• Assignment: I need each line of the entries below that includes the string "most".

Items listed in a dataset
━━━━━━━━━━

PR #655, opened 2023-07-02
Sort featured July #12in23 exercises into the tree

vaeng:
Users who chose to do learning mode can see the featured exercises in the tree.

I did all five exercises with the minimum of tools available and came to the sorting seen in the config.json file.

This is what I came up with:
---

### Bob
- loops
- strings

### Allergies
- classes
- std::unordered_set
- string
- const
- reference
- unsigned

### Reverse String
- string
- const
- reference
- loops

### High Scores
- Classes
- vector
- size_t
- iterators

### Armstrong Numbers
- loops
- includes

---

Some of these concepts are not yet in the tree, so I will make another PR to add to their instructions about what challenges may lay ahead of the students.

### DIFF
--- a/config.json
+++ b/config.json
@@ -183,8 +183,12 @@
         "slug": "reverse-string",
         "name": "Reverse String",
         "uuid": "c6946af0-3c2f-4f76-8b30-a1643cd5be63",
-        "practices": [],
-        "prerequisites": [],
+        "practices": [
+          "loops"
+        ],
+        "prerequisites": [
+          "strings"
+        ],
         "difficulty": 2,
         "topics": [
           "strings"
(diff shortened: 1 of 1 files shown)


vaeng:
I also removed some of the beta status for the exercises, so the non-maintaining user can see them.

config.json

━━━━━━━━━━

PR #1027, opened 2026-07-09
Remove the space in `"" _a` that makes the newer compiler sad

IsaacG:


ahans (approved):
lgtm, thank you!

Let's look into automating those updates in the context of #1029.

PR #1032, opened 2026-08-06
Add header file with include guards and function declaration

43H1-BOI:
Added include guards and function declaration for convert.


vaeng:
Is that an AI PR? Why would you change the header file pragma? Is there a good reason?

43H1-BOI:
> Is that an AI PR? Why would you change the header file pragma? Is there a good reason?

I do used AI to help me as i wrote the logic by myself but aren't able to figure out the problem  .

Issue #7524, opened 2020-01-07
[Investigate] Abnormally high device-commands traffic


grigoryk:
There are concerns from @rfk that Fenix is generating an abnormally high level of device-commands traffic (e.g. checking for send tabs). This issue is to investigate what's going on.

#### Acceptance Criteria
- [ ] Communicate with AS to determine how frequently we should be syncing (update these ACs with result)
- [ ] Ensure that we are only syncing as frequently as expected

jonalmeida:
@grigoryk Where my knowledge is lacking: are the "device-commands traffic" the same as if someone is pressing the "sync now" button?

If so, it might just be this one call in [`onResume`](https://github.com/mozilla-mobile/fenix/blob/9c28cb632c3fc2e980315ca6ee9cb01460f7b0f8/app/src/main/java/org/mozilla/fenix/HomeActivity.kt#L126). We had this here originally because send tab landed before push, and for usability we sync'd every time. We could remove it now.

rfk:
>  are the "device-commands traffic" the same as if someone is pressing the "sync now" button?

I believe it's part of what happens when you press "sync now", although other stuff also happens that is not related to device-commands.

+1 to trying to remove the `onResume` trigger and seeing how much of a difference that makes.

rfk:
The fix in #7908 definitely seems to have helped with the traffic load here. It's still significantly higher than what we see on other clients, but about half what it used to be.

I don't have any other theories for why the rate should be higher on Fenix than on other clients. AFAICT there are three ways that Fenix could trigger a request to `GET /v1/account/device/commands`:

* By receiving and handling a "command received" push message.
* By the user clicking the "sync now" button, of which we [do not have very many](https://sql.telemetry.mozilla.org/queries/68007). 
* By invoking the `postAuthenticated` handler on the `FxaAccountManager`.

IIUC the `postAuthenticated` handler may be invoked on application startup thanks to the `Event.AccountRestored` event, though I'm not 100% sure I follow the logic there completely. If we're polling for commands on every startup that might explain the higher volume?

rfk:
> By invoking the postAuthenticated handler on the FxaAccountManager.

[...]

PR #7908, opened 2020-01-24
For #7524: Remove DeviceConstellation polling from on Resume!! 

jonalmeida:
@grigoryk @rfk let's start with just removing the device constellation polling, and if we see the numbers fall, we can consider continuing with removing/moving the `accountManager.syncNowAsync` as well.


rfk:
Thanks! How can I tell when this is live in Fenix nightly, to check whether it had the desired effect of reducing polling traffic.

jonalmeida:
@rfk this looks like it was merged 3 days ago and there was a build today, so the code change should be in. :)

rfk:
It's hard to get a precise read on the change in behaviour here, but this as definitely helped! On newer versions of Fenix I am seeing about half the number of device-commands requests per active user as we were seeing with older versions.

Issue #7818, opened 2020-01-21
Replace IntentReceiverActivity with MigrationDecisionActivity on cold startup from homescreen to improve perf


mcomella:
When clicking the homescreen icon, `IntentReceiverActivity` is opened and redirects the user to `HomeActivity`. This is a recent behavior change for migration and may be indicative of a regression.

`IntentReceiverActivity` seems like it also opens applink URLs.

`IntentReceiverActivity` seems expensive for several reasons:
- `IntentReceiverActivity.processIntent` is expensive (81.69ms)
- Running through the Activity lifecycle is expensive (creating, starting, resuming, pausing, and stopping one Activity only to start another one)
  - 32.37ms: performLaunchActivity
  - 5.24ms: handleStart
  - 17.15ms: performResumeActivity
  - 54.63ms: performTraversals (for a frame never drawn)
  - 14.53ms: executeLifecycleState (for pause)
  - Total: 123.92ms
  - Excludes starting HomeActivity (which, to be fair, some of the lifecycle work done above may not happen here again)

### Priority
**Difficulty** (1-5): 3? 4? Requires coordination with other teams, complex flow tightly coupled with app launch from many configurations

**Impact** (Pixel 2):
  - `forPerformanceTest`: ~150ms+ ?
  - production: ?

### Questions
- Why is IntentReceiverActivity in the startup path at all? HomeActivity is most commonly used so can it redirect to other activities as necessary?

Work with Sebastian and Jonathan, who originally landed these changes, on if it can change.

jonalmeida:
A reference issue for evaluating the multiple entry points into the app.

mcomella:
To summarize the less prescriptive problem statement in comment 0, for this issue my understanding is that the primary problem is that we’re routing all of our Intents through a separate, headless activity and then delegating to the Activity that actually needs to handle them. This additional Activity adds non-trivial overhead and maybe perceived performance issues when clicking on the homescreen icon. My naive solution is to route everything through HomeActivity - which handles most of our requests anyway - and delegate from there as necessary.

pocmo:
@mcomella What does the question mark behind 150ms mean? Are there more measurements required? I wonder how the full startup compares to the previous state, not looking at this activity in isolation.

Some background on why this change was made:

━━━━━━━━━━

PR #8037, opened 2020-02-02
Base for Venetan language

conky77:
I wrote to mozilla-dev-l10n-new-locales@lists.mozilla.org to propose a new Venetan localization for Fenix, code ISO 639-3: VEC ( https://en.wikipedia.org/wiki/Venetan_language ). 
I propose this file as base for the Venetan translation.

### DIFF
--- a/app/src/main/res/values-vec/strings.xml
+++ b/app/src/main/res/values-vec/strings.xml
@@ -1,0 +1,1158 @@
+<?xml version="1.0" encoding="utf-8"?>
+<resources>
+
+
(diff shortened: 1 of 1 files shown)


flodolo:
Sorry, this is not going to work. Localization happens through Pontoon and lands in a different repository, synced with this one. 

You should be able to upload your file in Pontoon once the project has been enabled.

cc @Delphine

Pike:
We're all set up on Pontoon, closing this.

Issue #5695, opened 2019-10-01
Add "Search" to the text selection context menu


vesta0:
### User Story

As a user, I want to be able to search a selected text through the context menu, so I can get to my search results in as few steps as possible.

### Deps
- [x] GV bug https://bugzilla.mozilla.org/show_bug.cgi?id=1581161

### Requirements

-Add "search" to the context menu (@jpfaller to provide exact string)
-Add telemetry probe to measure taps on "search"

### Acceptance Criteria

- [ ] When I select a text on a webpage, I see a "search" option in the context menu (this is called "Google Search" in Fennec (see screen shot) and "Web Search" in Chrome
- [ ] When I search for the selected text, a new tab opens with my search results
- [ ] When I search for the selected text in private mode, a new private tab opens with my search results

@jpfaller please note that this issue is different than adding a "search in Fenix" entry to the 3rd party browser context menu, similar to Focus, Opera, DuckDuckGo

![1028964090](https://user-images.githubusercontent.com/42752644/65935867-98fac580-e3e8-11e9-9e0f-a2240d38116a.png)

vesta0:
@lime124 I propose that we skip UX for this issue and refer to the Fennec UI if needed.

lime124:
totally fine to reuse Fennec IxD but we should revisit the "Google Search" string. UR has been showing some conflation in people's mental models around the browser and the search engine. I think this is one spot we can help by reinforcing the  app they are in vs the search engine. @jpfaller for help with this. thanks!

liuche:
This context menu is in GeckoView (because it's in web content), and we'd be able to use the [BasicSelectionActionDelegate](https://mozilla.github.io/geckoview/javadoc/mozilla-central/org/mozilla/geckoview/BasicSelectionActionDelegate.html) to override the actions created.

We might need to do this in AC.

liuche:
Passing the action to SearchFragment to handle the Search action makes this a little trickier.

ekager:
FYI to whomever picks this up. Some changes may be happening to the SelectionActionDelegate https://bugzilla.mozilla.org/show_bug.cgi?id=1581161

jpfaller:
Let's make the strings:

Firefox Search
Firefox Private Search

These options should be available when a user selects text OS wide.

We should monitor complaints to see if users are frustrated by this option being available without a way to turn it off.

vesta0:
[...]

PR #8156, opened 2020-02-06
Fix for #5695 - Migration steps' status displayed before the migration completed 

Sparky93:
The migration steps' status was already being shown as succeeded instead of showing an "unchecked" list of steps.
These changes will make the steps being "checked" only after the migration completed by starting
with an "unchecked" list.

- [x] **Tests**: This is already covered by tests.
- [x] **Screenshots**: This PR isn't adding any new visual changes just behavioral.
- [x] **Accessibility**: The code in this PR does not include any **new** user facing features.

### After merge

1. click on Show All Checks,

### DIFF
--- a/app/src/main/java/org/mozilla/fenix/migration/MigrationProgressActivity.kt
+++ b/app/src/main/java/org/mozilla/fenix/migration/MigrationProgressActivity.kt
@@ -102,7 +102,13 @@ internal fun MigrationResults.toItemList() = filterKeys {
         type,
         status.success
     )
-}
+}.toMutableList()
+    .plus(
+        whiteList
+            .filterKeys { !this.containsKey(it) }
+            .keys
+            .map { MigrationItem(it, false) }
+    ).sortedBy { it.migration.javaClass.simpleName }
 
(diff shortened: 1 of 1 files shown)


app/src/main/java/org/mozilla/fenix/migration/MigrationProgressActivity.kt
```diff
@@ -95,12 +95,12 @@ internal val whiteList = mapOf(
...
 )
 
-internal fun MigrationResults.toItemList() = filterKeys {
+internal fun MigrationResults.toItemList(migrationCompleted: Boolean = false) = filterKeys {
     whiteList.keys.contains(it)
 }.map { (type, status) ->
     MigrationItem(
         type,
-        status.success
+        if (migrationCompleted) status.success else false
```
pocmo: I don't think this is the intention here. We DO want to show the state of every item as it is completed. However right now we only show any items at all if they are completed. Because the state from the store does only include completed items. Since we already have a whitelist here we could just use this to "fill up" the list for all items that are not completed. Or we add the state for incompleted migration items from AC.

━━━━━━━━━━

• Answer section:
- Why is IntentReceiverActivity in the startup path at all? HomeActivity is most commonly used so can it redirect to other activities as necessary?
To summarize the less prescriptive problem statement in comment 0, for this issue my understanding is that the primary problem is that we’re routing all of our Intents through a separate, headless activity and then delegating to the Activity that actually needs to handle them. This additional Activity adds non-trivial overhead and maybe perceived performance issues when clicking on the homescreen icon. My naive solution is to route everything through HomeActivity - which handles most of our requests anyway - and delegate from there as necessary.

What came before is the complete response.